- _Exercise_: The listing below holds a line with "- [x] I have searched" and a later line with "When I am updating". Write out those two lines and every line between them, exactly, and nothing else.
========
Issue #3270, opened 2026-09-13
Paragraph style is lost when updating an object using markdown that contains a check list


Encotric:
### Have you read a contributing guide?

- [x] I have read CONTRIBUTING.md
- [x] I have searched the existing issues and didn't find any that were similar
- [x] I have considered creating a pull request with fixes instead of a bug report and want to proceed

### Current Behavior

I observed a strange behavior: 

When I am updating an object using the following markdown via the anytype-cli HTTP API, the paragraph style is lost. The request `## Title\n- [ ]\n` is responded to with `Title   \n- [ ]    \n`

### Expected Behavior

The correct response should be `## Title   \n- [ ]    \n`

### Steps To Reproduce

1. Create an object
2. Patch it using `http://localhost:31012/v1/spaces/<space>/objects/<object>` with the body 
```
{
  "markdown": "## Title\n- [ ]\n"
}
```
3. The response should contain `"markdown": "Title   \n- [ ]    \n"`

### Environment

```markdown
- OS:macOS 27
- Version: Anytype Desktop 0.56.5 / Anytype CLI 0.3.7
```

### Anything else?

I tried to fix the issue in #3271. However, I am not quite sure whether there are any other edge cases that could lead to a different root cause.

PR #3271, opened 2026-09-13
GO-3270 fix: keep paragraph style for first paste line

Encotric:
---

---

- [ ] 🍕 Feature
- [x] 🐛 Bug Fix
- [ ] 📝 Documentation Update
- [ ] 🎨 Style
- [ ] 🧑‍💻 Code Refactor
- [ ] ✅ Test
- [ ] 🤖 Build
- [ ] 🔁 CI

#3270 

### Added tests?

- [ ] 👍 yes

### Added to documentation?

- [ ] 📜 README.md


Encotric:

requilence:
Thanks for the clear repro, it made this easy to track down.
========
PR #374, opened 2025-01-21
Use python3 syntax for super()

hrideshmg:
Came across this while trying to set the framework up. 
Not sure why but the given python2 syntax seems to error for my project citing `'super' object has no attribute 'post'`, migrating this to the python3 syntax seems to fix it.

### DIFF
========
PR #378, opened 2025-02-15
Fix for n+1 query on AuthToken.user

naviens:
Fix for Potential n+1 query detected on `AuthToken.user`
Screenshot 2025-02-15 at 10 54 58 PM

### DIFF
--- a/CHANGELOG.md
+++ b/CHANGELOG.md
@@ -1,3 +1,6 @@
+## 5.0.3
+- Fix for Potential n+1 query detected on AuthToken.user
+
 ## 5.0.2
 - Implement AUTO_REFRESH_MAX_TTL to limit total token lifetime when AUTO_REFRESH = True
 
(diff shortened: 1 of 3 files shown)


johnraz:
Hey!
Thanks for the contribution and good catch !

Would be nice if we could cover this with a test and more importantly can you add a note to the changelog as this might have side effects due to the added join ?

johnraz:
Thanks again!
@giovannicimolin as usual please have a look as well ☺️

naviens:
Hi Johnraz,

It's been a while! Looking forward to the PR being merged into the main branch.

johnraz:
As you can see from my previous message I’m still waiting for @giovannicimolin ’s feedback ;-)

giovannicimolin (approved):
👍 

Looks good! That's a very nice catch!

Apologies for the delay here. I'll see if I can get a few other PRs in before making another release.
========
- _Answer to this exercise_:
- [x] I have searched the existing issues and didn't find any that were similar
- [x] I have considered creating a pull request with fixes instead of a bug report and want to proceed

### Current Behavior

I observed a strange behavior: 

When I am updating an object using the following markdown via the anytype-cli HTTP API, the paragraph style is lost. The request `## Title\n- [ ]\n` is responded to with `Title   \n- [ ]    \n`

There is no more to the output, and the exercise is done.